Hamilton

Little Ray's won't close or relocate 900 zoo animals after all, owner says

The owner of Little Ray's Nature Centres, which previously said it may have to close its rescue zoos in Hamilton and Ottawa and relocate about 900 exotic animals due to COVID-19 restrictions, will keep operating after all.

The company, with Canadian locations in Hamilton and Ottawa, borrowed roughly $1.4M amid pandemic

Little Ray's Nature Centres, one of the largest exotic animal rescues in North America, won't have to close, but is still in debt, according to the owner of the company, which operates zoos in Hamilton and Ottawa.

The founder of Little Ray's Nature Centres, which previously said it may have to close its rescue zoos in Hamilton and Ottawa and relocate about 900 exotic animals due to COVID-19 restrictions, will keep operating after all. 

Paul (Little Ray) Goulet, also chief executive officer, said the organization borrowed roughly $1.4 million during the pandemic, but the rescue zoos won't permanently shut down.

However, he said, they are still struggling, given zoos aren't fully open yet.

"If the government doesn't allow us to open in the next six months, we don't even have a fighting chance ... [but] I don't believe that's going to happen."

Little Ray's has taken in animals from across Canada after opening in 2000. Goulet said closing the zoos would have created a gap in how the country and Ontario manage the animals they rescue.

At the time, a spokesperson for the Ministry of the Solicitor General said Animal Welfare Services noted they were aware of Little Ray's potential closure of its zoos.

U.S. location lost money too

Little Ray's also has a third location, in Syracuse, N.Y.

Goulet said it was open from October 2020 until May (it's closed because it's changing locations) and still lost money, but not as much as the Canadian locations.

"We've lost tens of thousands of dollars down there.
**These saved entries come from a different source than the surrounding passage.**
PR #26526, opened 2026-02-24
feat: generate and publish Platform API docs

cryptodev-2s:
## **Description**

Wires up [`@metamask/platform-api-docs`](https://github.com/MetaMask/core/tree/main/packages/platform-api-docs) so Mobile's Platform API surface (actions and events exposed via the root messenger) is generated from source, previewable locally, and published to GitHub Pages.

**Docs generation**

* Adds `@metamask/platform-api-docs@^0.1.0` as a dev dependency
* Adds `docs:platform-api:build`, which generates docs from `GlobalActions` and `GlobalEvents` in `app/core/Engine/types.ts` and builds a static site under `.platform-api-docs/`
* Adds `docs:platform-api:serve`, same thing plus a local server (passes `--site-base-url /` so local serving works without the production path prefix)
* Ignores `.platform-api-docs/`

**Publishing**

* New reusable workflow `deploy-platform-api-docs.yml` builds the site and pushes it to `gh-pages` under `platform-api-docs/` via `peaceiris/actions-gh-pages`, using the existing token exchange pattern. `keep_files: true` so it does not clobber anything else already published there. (https://metamask.github.io/metamask-mobile/platform-api-docs)
* `ci.yml` calls it on pushes to `main` only. It runs after `check-workflows` and does not gate any other job.

## **Changelog**

CHANGELOG entry: null (dev tooling only)

## **Related issues**

Fixes: https://consensyssoftware.atlassian.net/browse/WPC-1203

## **Manual testing steps**

1. `yarn install`
2. `yarn docs:platform-api:build` and confirm `.platform-api-docs/build` is produced
3. `yarn docs:platform-api:serve` and confirm the site lists actions and events from the root messenger

## **Screenshots/Recordings**

N/A — dev tooling only

### **Before**

N/A

### **After**

N/A

### DIFF
--- a/.github/workflows/ci.yml
+++ b/.github/workflows/ci.yml
@@ -759,6 +759,15 @@ jobs:
         run: ${{ steps.download-actionlint.outputs.executable }} -color -config-file .github/actionlint.yaml
         shell: bash
 
+  deploy-platform-api-docs:
+    name: Deploy Platform API Docs
+    needs: check-workflows
+    if: github.ref == 'refs/heads/main' && github.event_name == 'push'
+    permissions:
+      contents: read
+      id-token: write
+    uses: ./.github/workflows/deploy-platform-api-docs.yml
+
   # Warms the Namespace cache volume before test shards run. On non-Namespace
   # runners uploads a ci-js-deps artifact so consumers can skip their own install.
   prepare-ci-js-deps:
--- a/.github/workflows/deploy-platform-api-docs.yml
+++ b/.github/workflows/deploy-platform-api-docs.yml
@@ -1,0 +1,44 @@
+name: Deploy Platform API Docs
+
+on:
+  workflow_call:
+
+jobs:
+  deploy:
+    name: Build and deploy to GitHub Pages
+    runs-on: ubuntu-latest
+    environment: default-branch
+    permissions:
+      id-token: write
+      contents: read
+    steps:
+      - name: Checkout and setup environment
+        uses: MetaMask/action-checkout-and-setup@v3
+        with:
+          is-high-risk-environment: true
+          persist-credentials: false
+
+      - name: Generate and build Platform API docs
+        env:
+          REPO_OWNER: ${{ github.repository_owner }}
+          REPO_NAME: ${{ github.event.repository.name }}
+        run: |
+          yarn docs:platform-api:build \
+            --site-url "https://${REPO_OWNER}.github.io" \
+            --site-base-url "/${REPO_NAME}/platform-api-docs/"
+
+      - name: Get access token
+        id: get-token
+        uses: MetaMask/github-tools/.github/actions/get-token@v1
+        with:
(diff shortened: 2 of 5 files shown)


.github/workflows/deploy-platform-api-docs.yml
```diff
@@ -0,0 +1,44 @@
...
+        run: |
+          yarn docs:platform-api:build \
+            --site-url "https://${REPO_OWNER}.github.io" \
+            --site-base-url "/${REPO_NAME}/platform-api-docs/"
+
+      - name: Get access token
+        id: get-token
+        uses: MetaMask/github-tools/.github/actions/get-token@v1
+        with:
+          token-exchange-url: ${{ vars.TOKEN_EXCHANGE_URL }}
```
mcmire, line 34: It sounds like this is already on your todo list, but you will need to add a token to the Token Exchange Service to get this to work. I would use `job_workflow_ref_match` and not `workflow_ref_match` (so you can target this file instead of `ci.yml`), but up to you.

mcmire (approved):
This looks good, when you have the token set up.

.github/workflows/deploy-platform-api-docs.yml
cryptodev-2s: Yes done here https://github.com/consensys-vertical-apps/token-exchange-service/pull/169

.github/workflows/ci.yml
```diff
@@ -759,6 +759,15 @@ jobs:
         run: ${{ steps.download-actionlint.outputs.executable }} -color -config-file .github/actionlint.yaml
         shell: bash
 
+  deploy-platform-api-docs:
+    name: Deploy Platform API Docs
+    needs: check-workflows
+    if: github.ref == 'refs/heads/main' && github.event_name == 'push'
```
NicolasMassart, line 765: suggestion (non-blocking) (test): run the Platform API docs build in PR CI

Right now the deployment job only runs on pushes to `main`, so `yarn docs:platform-api:build` isn't exercised by PR CI. This means changes that break docs generation would only be detected after merging.

Could we add a credential-free PR CI step/job that runs `yarn docs:platform-api:build`, while keeping the actual publishing step restricted to `main`? This would validate the main functionality introduced by this PR before merge.

Or if it's on purpose, please provide more info on the reasons of this choice.

cryptodev-2s: All the package does is go through the JSDoc on the root messenger and all its types. If there were any JSDoc or type issues, I believe they would already have been caught by the existing TypeScript (tsc) and lint workflows.

The purpose of republishing the docs after every merge to main is to keep them up to date, so that anyone starting a new feature or piece of work can easily discover all the actions and events currently available through the messenger.

But we could also add another step to run this on PRs. I can handle that as a follow-up.

NicolasMassart: its up to you, i just wanted to make sure it was a known behaviour. not a missed step.

NicolasMassart (approved):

In Canada, we've lost hundreds of thousands," he said.

Goulet said he applied to various government relief programs and loans, as well as relied on donations to survive in Canada.

He hopes the government will start to forgive some loans, especially if he gets less support from the Canada Emergency Wage Subsidy over time without being able to fully open.

Right now, the zoos are open to a limited number of people through private bookings.